After running prepareForLFADS
, the run manager will create the following files on disk under rc.path
:
~/lorenz_example/runs/exampleStitching ├── data_4MaTKO │ ├── inputInfo_dataset001.mat │ ├── inputInfo_dataset002.mat │ ├── inputInfo_dataset003.mat │ ├── lfads_dataset001.h5 │ ├── lfads_dataset002.h5 │ └── lfads_dataset003.h5 ├── param_YOs74u │ └── all │ └── lfadsInput │ ├── inputInfo_dataset001.mat -> ../../../data_4MaTKO/inputInfo_dataset001.mat │ ├── inputInfo_dataset002.mat -> ../../../data_4MaTKO/inputInfo_dataset002.mat │ ├── inputInfo_dataset003.mat -> ../../../data_4MaTKO/inputInfo_dataset003.mat │ ├── lfads_dataset001.h5 -> ../../../data_4MaTKO/lfads_dataset001.h5 │ ├── lfads_dataset002.h5 -> ../../../data_4MaTKO/lfads_dataset002.h5 │ └── lfads_dataset003.h5 -> ../../../data_4MaTKO/lfads_dataset003.h5 └── summary.txt
The organization of these files on disk is discussed in more detail here. Also, a summary.txt
file will be generated which can be useful for identifying all of the runs and their locations on disk.
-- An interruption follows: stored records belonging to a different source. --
PR #3352, opened 2026-07-28
Measure the projection's allocation shape instead of guessing at it

richlander:
Stacked on #3350 (which is stacked on #3348 and #3345). Review only the top commit; the base retargets to `main` as the stack lands.

Closes **gap 3** of #3341 — the one gap the issue marks as measurement-gated. The measurement now exists, and it closes the gap **without an allocation redesign**, so this PR changes no product code.

## Why measure at all

`AGENTS.md` forbids claiming runtime impact from static structure, and #3341's proposal was explicitly "measure first, then consider windowed/lazy row materialization and `ReadOnlySpan<T>`-shaped views." Rows materialize eagerly as `ImmutableArray<MetadataValue>`, which *looks* expensive. Whether it actually is, and whether it matters for the consumer this work serves, is an empirical question.

`eng/measure-metadata-projection-allocation.cs` is a file-based app in the existing `eng/*.cs` style. It reports two quantities because they answer different questions:

- **allocated** — total churn while projecting; a throughput and GC-pressure signal.
- **retained** — the live set still reachable from the finished projection after a forced collection. This is the number that decides whether a browser tab can hold the result.

Pinned to `Microsoft.NETCore.App/10.0.9/System.Private.CoreLib.dll` (16,017,232 bytes), workstation GC, .NET 11.0.0:

```bash
dotnet run eng/measure-metadata-projection-allocation.cs
```

| Scenario | Allocated | Retained | Rows | Cells |
| control: `PEReader` only, no rows | 0.0 MB | 0.0 MB | — | — |
| full (`MaxRowsPerTable = int.MaxValue`) | 222.8 MB | 74.7 MB | 182,719 | 670,982 |
| default (`MaxRowsPerTable = 4096`) | 82.3 MB | 19.8 MB | 45,501 | 145,332 |
| window 1000 | 17.6 MB | 5.0 MB | 12,002 | 38,014 |
| window 100 | 1.8 MB | 0.5 MB | 1,202 | 3,814 |
| window 100 @ row 40000 | 0.1 MB | 0.1 MB | 200 | 900 |
| window 100, `MethodDef` only | 0.1 MB | 0.1 MB | 100 | 600 |

Byte-identical across repeated runs.

## The conclusion

A full projection retains **74.7 MB for a 15.3 MB image — 4.9x the input**, at 117 bytes per cell, and churns 222.8 MB. #3333 measured 1.6 GB as already fatal in a browser tab, so a full projection of a large assembly is not something an explorer can hold.

**But an explorer never does that.** The row window from #3345 is **150x cheaper**: paging 100 rows across all tables retains 0.5 MB, and the realistic explorer interaction — one table, one window — retains **0.1 MB**. Windowing is what makes the projection deliverable to a browser, and it already exists. Nothing about the per-cell representation needs to change to serve this consumer.

## Negative results, recorded rather than discarded

**`ReadOnlySpan<T>` is the wrong tool for this problem.** Worth stating plainly because it was the intuitive candidate and is named in the issue. A span is a `ref struct`: it cannot be stored in a field, cannot live in an `ImmutableArray`, and cannot outlive the stack frame that produced it. The projection is a *retained object graph handed to a caller that holds it* — precisely the shape a span cannot express. Spans reduce transient churn; they do not reduce the retained set, which is the number that matters. Adopting one would mean abandoning the retained model, not optimizing it.

**Eager display text is the largest component and still not worth changing.** About a third of the retained graph is display text formatted for every cell:

| Component | Strings | Chars | Approx. |
| --- | --- | --- | --- |
| `Handle.Display` | 91,919 | 5,455,583 | 12.3 MB |
| `Flags.Decoded` | 170,032 | 2,107,819 | 7.6 MB |
| `HeapReference.Preview` | — | 3,347,232 | 6.4 MB |
| `Scalar.Display` | 118,790 | 519,424 | 3.5 MB |
| `HeapReference.Text` | — | 1,550,412 | 3.0 MB |

Two cheap wins are visible and were **deliberately not taken**: `Scalar`/`Flags` display strings repeat **7.2x** (288,822 strings, 40,357 distinct), and the 14,217 `Nil` cells are stateless and identical so could be a singleton. Both only pay off in the full-projection case no consumer performs; in the windowed case they are a rounding error on 0.1 MB. Taking them would add caching state and lifetime questions to the projector to improve a scenario nobody runs. The table is recorded so a future consumer that *does* need a full projection knows where to start.

## Methodology, and its one real hazard

Every scenario is measured with the `PEReader` still live, so retained bytes could in principle be SRM's rather than the projection's. That is why the **control row** exists: an open `PEReader` with no rows projected retains ~0 MB, which is what licenses attributing the rest to the projection. Each scenario is warmed up first so JIT and static init are not charged to it — without that, the 0.1 MB scenarios are dominated by first-call cost.

The probe resolves its pinned input through `DOTNET_ROOT` or the standard install locations so it runs on Linux as well as Windows, and accepts an explicit path for other assemblies.

## Evidence

- `dotnet build dotnet-inspect.slnx -c Release` — clean; the new `eng/` file is not picked up by the solution build.
- Measurement reproduced across three runs with identical output.
- No product code changed, so no behavioural test applies. The design doc records input, command, baseline, and result per `AGENTS.md`.
- **`markdownlint` could not be run locally — Node is not installed in this environment.** I self-checked the changed Markdown against the rules the repo enables (`.markdownlint.yaml` disables MD013/MD032/MD034/MD060): no trailing whitespace, no consecutive blanks, headings and tables blank-line separated, no duplicate headings, file ends with a newline. CI's `markdownlint` job is the real gate — but note it will not run here, since `ci.yml` only triggers on PRs targeting `main`.

### DIFF
--- a/docs/design/metadata-table-projection.md
+++ b/docs/design/metadata-table-projection.md
@@ -436,11 +436,22 @@ oversights:
   could report "nothing points here" while a pointer sat in an unsearched table,
   which is worse than a slower answer.
 - **Blind spots are reported, not folded in.** `Truncated` marks a scan the
-  result budget stopped, and `UnreadableRows` lists rows that could not be
-  decoded and therefore could not be inspected. `IsComplete` is true only when
-  neither happened, which is what makes an empty result trustworthy. Unlike
-  `MetadataTableTruncation`, `Truncated` carries no total: a stopped scan never
-  learns how many references it did not reach.
+  result budget stopped, and `UnreadableRows` lists rows whose edges could not
+  be fully determined. `IsComplete` is true only when neither happened, which is
+  what makes an empty result trustworthy. Unlike `MetadataTableTruncation`,
+  `Truncated` carries no total: a stopped scan never learns how many references
+  it did not reach.
+
+`UnreadableRows` is subtler than "the row failed to read". The cell readers
+**contain** a decode failure as a `Malformed` cell rather than throwing, so a
+row holding a broken handle or list column reads back successfully and would
+otherwise pass as fully searched — a missed reference that reads as an absent
+one. A `Malformed` cell in an edge column therefore marks its row a blind spot.
+The **column's declared kind decides, not the cell**: a `Malformed` heap,
+scalar, or flags cell was never an edge and cannot hide a reference, so it is
+not counted. A row stays a blind spot only once, and after its good edges have
+been collected, so one broken column never costs the caller the edges that row
+does have.
 
 The search reuses the projection's single row-reading path rather than a faster
 private one, so a `HandleRef` or `HandleRange` means the same thing in a search
--- a/docs/design/metadata-table-projection.md
+++ b/docs/design/metadata-table-projection.md
@@ -450,14 +450,43 @@ oversights:
   blind spot that under-reports is the whole failure this exists to prevent.
   Entering a table is deliberately not enough: a loop that stops part-way leaves
   rows unread, and an edge onto the target could sit in any of them. That also
-  makes the budget interaction fall out for free — a scan the budget stops
-  leaves both the table it stopped inside and every table after it unsearched,
-  and all of them are reported. Note that reaching the end of the row loop is
-  *also* not enough, because the budget is checked inside the **column** loop:
-  truncation on a table's final row leaves that row entered and abandoned
-  part-way through its columns while the row counter still passes the row count,
-  so a completed scan and a scan stopped on the last row are indistinguishable
-  from the counter alone. `Truncated` is what separates them.
+  makes the budget interaction mostly fall out for free — a scan the budget
+  stops leaves every table after it unsearched, and all of them are reported.
+
+  Reaching the end of the row loop is *also* not enough, because the budget is
+  checked inside the **column** loop: truncation on a table's final row leaves
+  that row entered and abandoned part-way through its columns while the row
+  counter still passes the row count, so the counter alone cannot tell a
+  completed scan from one stopped on the last row.
+
+  `Truncated` is too blunt to separate them, though, because of the boundary
+  case: if the budget trips on the **last column of the last row**, every cell
+  the table has was examined and the table genuinely was searched in full, even
+  though the scan ended inside it. Reporting it unscanned there would be a false
+  blind spot — it would tell the reader an unexamined cell could hide an edge
+  when no cell went unexamined. So the scan tracks the precise fact instead:
+  whether anything in this table was left unlooked-at, which is the columns
+  after the stop on that row, or any row after it.
+
+  That also keeps the malformed-cell blind spot sound. A stop before the last
+  column leaves the remaining columns unchecked for malformed edges, so the row
+  might belong in `UnreadableRows` without the scan knowing — but that is
+  exactly the case where the table is reported unscanned, so the gap is still
+  disclosed. When the stop is on the last column, every column was checked and
+  the row's status is fully determined.
+- **`UnscannedTables` covers unexamined cells, not just unread rows.** A table
+  lands there for three different reasons — never entered, entered and stopped
+  between rows, or entered and stopped between columns of its final row — and
+  only the first two leave a whole row unread. The caveat is therefore worded
+  around a cell the scan never examined, which is true of all three.
+- **A table with an unreadable row is not an `UnscannedTables` entry.** The two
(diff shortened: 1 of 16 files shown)


richlander:
## Adversarial review reconciliation — clean at `6e56a59f`

Two-model review: **MAI-Code** and **GPT-5.6 Sol**, each isolated in its own detached read-only worktree. Neither is my own family. Four rounds. Both returned **no blocking findings** at the final head.

This PR publishes numbers, so it invited a kind of scrutiny that source review cannot produce: both reviewers re-ran the probe, wrote their own scratch apps, and independently measured. That found real arithmetic bugs in work I had already convinced myself was correct. Every finding below was accepted; **nothing was dismissed.**

### Findings that changed the result

| --- | --- | --- | --- |
| 1 | GPT | Attribution table double-counted: `StringCell`/`UserStringCell`/`GuidCell` pass the **same instance** as both `Text` and `Preview` (136,299 cells); only `BlobCell` differs | Verified in `MetadataTableProjector.cs:796-847`. Now counted by object identity. `56695ee1` |
| 2 | GPT | `Align8(sum)` ≠ `sum(Align8(...))` — string sizing must round per object | Confirmed against measured allocations (len 1→24, 4→32, 16→56, 100→224 = `Align8(22 + 2*len)`). `48e3d215` |
| 3 | GPT | The drop test is blind to caches populated **before** the baseline | Demonstrated with a 10 MB warm-up-populated static cache and a 24-byte post-drop delta. My counter-claim was flatly wrong. `8037da9d` |
| 4 | MAI | Drop test cannot prove a universal property | Scratch-app counterexample. Claim scoped. `8037da9d` |
| 5 | both | Tiered-JIT explanation for allocated variance was a rationalization | Both tested tiering, tiered PGO, QuickJit, R2R, call-counting delays, warm-up repeats — no effect. Cause now stated as **unknown**. `8037da9d` |
| 6 | GPT | Retained drift is KB-scale, not the ~48 bytes I documented | Table now carries observed ranges. `8037da9d` |
| 7 | MAI | `mdi` defaults to 4096 rows — the 19.8 MB row is a **real consumer**, not hypothetical | Verified `MdiCommand.cs:45`. "A scenario nobody runs" withdrawn. `56695ee1` |
| 8 | GPT | "Largest component" and the browser-infeasibility claim were unproven | Both withdrawn. `56695ee1`, `8037da9d` |
| 9 | MAI | "byte-identical across runs" was false | Withdrawn. `56695ee1` |
| 10 | GPT | Span "cannot outlive the stack frame" is factually false | Corrected to heap-field and `await`/`yield` restrictions. `6e56a59f` |

Two claims I found myself: the all-tables `window 100 @ row 40000` scenario was misleading (only `MethodDef` and `Param` reach that depth, so it looked cheap for the wrong reason), and "deep paging costs the same as row 1" is false — it is slightly *cheaper* (60,880 vs 63,760 bytes) because those rows carry shorter names.

### Verified, not merely asserted

- **Sizing rule.** GPT computed `Align8(22 + 2*Length)` over the distinct objects and separately measured actual allocation by cloning every string: **32,217,048 both ways.**
- **Retention attribution.** The drop test reads 74.7 MB with the projection reachable and 0.0 MB once it is unreachable with the `PEReader` still live, `WeakReference` confirming collection. Scoped in the doc to what it can actually see.
- **Allocated is observer-dependent.** Three observers each saw a different *stable* value (85,322,584 / 86,306,824 / 86,310,024). Reported as a range with the cause stated as unknown rather than guessed at.

### What the measurement concludes

No allocation redesign is justified for the explorer. A full projection retains 74.7 MB managed for a 15.3 MB image; the windowed, table-selected path an explorer actually uses retains **0.1 MB**, at any depth into the table. `ReadOnlySpan<T>` is specifically wrong for a retained graph, but `ReadOnlyMemory<T>`, struct cells, lazy formatting, and flyweights are explicitly left open rather than implicitly closed off.

### Validation

`dotnet build dotnet-inspect.slnx -c Release` — succeeded, 0 errors (4 pre-existing warnings). No product code changed, so no test run is implicated. Markdown self-checked (MD009/MD012/MD022/MD047); `npx` is unavailable in this environment.

CI reports no checks by design — `ci.yml` triggers only on PRs targeting `main`, so a stacked PR stays unchecked until its base lands.

Ready to merge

You can also generate this text from within Matlab by calling rc.generateSummaryText()
.
LorenzExperiment.RunCollection "exampleStitching2" (1 runs total) Path: ~/lorenz_example/runs/exampleStitching2 Dataset Collection "lorenz_example" (3 datasets) in ~/lorenz_example/datasets ------------------------ 1 Run Specifications: [runSpec 1] LorenzExperiment.RunSpec "all" (3 datasets) [ds 1] LorenzExperiment.Dataset "dataset001" [ds 2] LorenzExperiment.Dataset "dataset002" [ds 3] LorenzExperiment.Dataset "dataset003" ------------------------ 1 Parameter Settings: [1 param_Qr2PeG data_RE1kuL] LorenzExperiment.RunParams "first_attempt_stitching" useAlignmentMatrix=true c_factors_dim=8 c_ic_enc_dim=64 c_gen_dim=64 c_co_dim=0 c_batch_size=150 c_learning_rate_stop=0.001 spikeBinMs: 2 trainToTestRatio: 4 useAlignmentMatrix: true useSingleDatasetAlignmentMatrix: false scaleIncreaseStepsWithDatasets: true c_cell_clip_value: 5 c_factors_dim: 8 c_ic_enc_dim: 64 c_ci_enc_dim: 128 c_gen_dim: 64 c_keep_prob: 0.95 c_learning_rate_decay_factor: 0.98 c_device: /gpu:0 c_co_dim: 0 c_do_causal_controller: false c_do_feed_factors_to_controller: true c_feedback_factors_or_rates: factors c_controller_input_lag: 1 c_do_train_readin: true c_l2_gen_scale: 500 c_l2_con_scale: 500 c_batch_size: 150 c_kl_increase_steps: 900 c_l2_increase_steps: 900 c_ic_dim: 64 c_con_dim: 128 c_learning_rate_stop: 0.001 c_temporal_spike_jitter_width: 0 c_allow_gpu_growth: true c_kl_ic_weight: 1 c_kl_co_weight: 1 c_inject_ext_input_to_gen: false c_prior_ar_atau: 10 c_do_train_prior_ar_atau: true c_prior_ar_nvar: 0.1 c_do_train_prior_ar_nvar: true num_samples_posterior: 512 posterior_mean_kind: posterior_sample_and_average
After running prepareForLFADS
, you can then run the LFADS model or models in the same way as with single-session models, using the instructions here.